Testudinis Carapax et Plastrum (TCP) and Trionycis Carapax (TC) are derived from the shell of Chinemys reevesii and Pelodiscus sinensis. They are not only important components in Chinese patent medicines (CPMs), but also are used for health supplements or functional foods. CPMs composed of TCP have a well-recognized curative effect in the treatment of osteoporosis, diabetic nephropathy, hypo-immunity, ageing, insomnia with sweating at night, etc. [1-3]. In addition, TC is an integral part of CPMs that are beneficial to cure cirrhosis, hepatitis, tuberculosis, Yin deficiency, as well as to inhibit tumour growth [4-6].

However, there are also numerous reports of fake or adulterant Chinese medicine, which has exposed consumers to a major public health risk and caused a non-negligible drug market disorder. Adulteration through the addition or substitution of similar substances in traditional Chinese medicine (TCM) is a type of medicine fraud defined as the intentional fraudulent modification of medicines to obtain a financial advantage. The fact that these two reptiles can be used for medicinal purpose only after their ages are above 3 years has caused an increasing scarcity of resources and economically motivated adulteration. On the other hand, similar morphological characteristics among species of close phylogenetic relationship and lack of professional experience can frequently lead to unintentional use of fake products. Moreover, both TCP and TC are processed in a manner where cutting, heating and sometimes even addition of vinegar are involved.

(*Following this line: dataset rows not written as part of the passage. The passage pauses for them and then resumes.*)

Issue #18850, opened 2020-01-24
hostPath volume description should mention and recommend readOnly field


php-coder:
**This is a Feature Request**
The chapter that describes `hostPath` volume should mention `readOnly` field and recommend to use it when possible.

**What would you like to be added**
https://kubernetes.io/docs/concepts/storage/volumes/#hostpath should mention `readOnly` field

**Why is this needed**
This improves cluster security and should be always used when possible. Without a warning users might not know or just forget to specify this flag.

**Comments**
We might use a warning from https://kubernetes.io/docs/concepts/policy/pod-security-policy/#volumes-and-file-systems as a draft and modify it accordingly.

/sig auth
/kind documentation

tengqm:
/remove-lifecycle rotten
@McCoyAle Still working on this?

hugoprudente:
Adding the PSS as is the future as K8S 1.21 is deprecating PSP. 

All Documentation for mention Read Only should also be covered in this docf from now on. 
https://kubernetes.io/docs/concepts/security/pod-security-standards/#baseline

sgandon:
does this mean that readonly for hostpath is allowed and working but just not documented  ?

php-coder:
@sgandon yes, exactly

sgandon:
that is ownsome I was just going to rule out this solution because of the security issue. Thanks for your answer I'll test it right away.

sgandon:
well, 
I am using this manifest
```
      volumes:
      - name: connectors
        hostPath:
          readOnly: true
          # directory location on host
          path: /somedir
          # this field is optional
          type: DirectoryOrCreate   
```
but I get this error
```
k apply -f my-manifest.yaml
error: error validating "my-manifest.yaml": error validating data: ValidationError(Job.spec.template.spec.volumes[0].hostPath): unknown field "readOnly" in io.k8s.api.core.v1.HostPathVolumeSource; if you choose to ignore these errors, turn validation off with --validate=false
```

sgandon:
the VolumeMount on the pod spec allows a readonly setup but not on the Volume definition.

php-coder:
> the VolumeMount on the pod spec allows a readonly setup but not on the Volume definition.

You're right and that's what I meant. Perhaps, I explained it a little vague.

sgandon:
[...]

PR #28252, opened 2021-06-03
Copy PSP hostpath warning to hostpath volume docs

tallclair:
We don't currently do a good enough job warning about the dangers of HostPaths, and some of the unintuitive ways that admission policies can be bypassed.

We have a warning on the PSP documentation (https://kubernetes.io/docs/concepts/policy/pod-security-policy/#volumes-and-file-systems), but we should also call out the risks on the hostpath volume documentation directly.

Fixes https://github.com/kubernetes/website/issues/18850

### DIFF
--- a/content/en/docs/concepts/storage/volumes.md
+++ b/content/en/docs/concepts/storage/volumes.md
@@ -529,6 +529,15 @@ See the [GlusterFS example](https://github.com/kubernetes/examples/tree/{{< para
 
 ### hostPath {#hostpath}
 
+{{< warning >}}
+HostPath volumes present many security risks, and it is a best practice to avoid the use of
+HostPaths when possible. When a HostPath volume must be used, it should be scoped to only the
+required file or directory, and mounted as ReadOnly.
+
+If restricting HostPath acccess to specific directories through AdmissionPolicy, `volumeMounts` MUST
+be required to use `readOnly` mounts for the policy to be effective.
+{{< /warning >}}
+
 A `hostPath` volume mounts a file or directory from the host node's filesystem
 into your Pod. This is not something that most Pods will need, but it offers a
 powerful escape hatch for some applications.
@@ -558,6 +567,9 @@ The supported values for field `type` are:
 
 Watch out when using this type of volume, because:
 
+* HostPaths can expose privileged system credentials (such as for the Kubelet) or privileged APIs
+  (such as container runtime socket), which can be used for container escape or to attack other
+  parts of the cluster.
 * Pods with identical configuration (such as created from a PodTemplate) may
   behave differently on different nodes due to different files on the nodes
 * The files or directories created on the underlying hosts are only writable by root. You


content/en/docs/concepts/storage/volumes.md
```diff
@@ -529,6 +529,15 @@ See the [GlusterFS example](https://github.com/kubernetes/examples/tree/{{< para
 
 ### hostPath {#hostpath}
 
+{{< warning >}}
+There are many ways a container with unrestricted access to the host filesystem can escalate
+privileges, including reading data from other containers, and abusing the credentials of system
```
chrisnegus, line 534: I think it's an excellent idea to add that warning here. I'd remove the comma (,) after containers, although I see it matches how it was written in the other text. So not a big deal.

kbhawkey:
Page preview:
https://deploy-preview-28252--kubernetes-io-master-staging.netlify.app/docs/concepts/storage/volumes/#hostpath

kbhawkey:
Thanks @tallclair .
/approve
/sig storage

content/en/docs/concepts/storage/volumes.md
```diff
@@ -529,6 +529,15 @@ See the [GlusterFS example](https://github.com/kubernetes/examples/tree/{{< para
 
 ### hostPath {#hostpath}
 
+{{< warning >}}
+There are many ways a container with unrestricted access to the host filesystem can escalate
```
tabbysable, line 533:
```suggestion
There are many ways a container with access to the host filesystem can escalate
```
I feel like we could elaborate further here, but I especially feel like the word "unrestricted" here could give users a false sense of security if they have done something they think of as restricting hostPath.

sftim: Should we mention that:
- the best restriction is not allowing folk to define a `hostPath` volume at all?
- even if you restrict what host paths a Pod / entire namespace can mount, there may well be attacks / risks that require careful mitigation?

sftim (commented):
LGTM

content/en/docs/concepts/storage/volumes.md
tallclair: Good recommendations. I took a stab at re-writing this. PTAL.

content/en/docs/concepts/storage/volumes.md
```diff
@@ -529,6 +529,15 @@ See the [GlusterFS example](https://github.com/kubernetes/examples/tree/{{< para
 
 ### hostPath {#hostpath}
 
+{{< warning >}}
+HostPath volumes present many security risks, and it is a best practice to avoid the use of
+HostPaths when possible. When a HostPath volume must be used, it should be scoped to only the
+required file or directory, and mounted as ReadOnly.
+
+If restricting HostPath acccess to specific directories through AdmissionPolicy, `volumeMounts` MUST
```
sftim, line 537: We can use bold:
```suggestion
If restricting HostPath acccess to specific directories through AdmissionPolicy, `volumeMounts` **must**
```

sftim (commented):
I'd like a tech review on this from SIG Security and / or SIG Storage (feel free to use own judgement).

nit: to Kubernetes users, I believe the volume type is `hostPath`; have I got that right?

php-coder:
@tallclair Thank you for the PR!

/lgtm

Accurate authentication of Chinese medicines is a strict legal requirement in many countries throughout America, Europe and Asia, and is a prerequisite for delivering a quality product that meets consumer expectations. Many efforts have been made to identify the origin of animal species in medicines and foods. Fourier transform infrared (FTIR), high-performance liquid chromatography (HPLC) and mass spectrometry (MS) have been employed to differentiate among species by spectral intensity and chromatographic behaviour, but similar chemical properties always make accurate identification of a mixture difficult [7-11]. Enzyme-linked immunosorbent assay (ELISA) is well recognized as a sensitive and robust technique for detecting low levels of original material from a species based on antibody and antigen reactions; however, species-specificity can be significantly compromised by high homology of protein sequences among animals and a high concentration of salt [12,13]. In recent decades, polymerase chain reaction (PCR)-based methods to verify the origin of a species have been considered the most preferred technology owing to the favourable specificity and stability of DNA fragments. For instance, the genome of ancient Egyptian mummies was used to research ancient human history and offered the perspective of deciphering Egypt's past [14]. Furthermore, DNA is present in most biological tissues and can be readily extracted from even a very small amount of test sample. Therefore, PCR-based methods are an ideal and powerful tool for identification of original material existing in final products [15,16].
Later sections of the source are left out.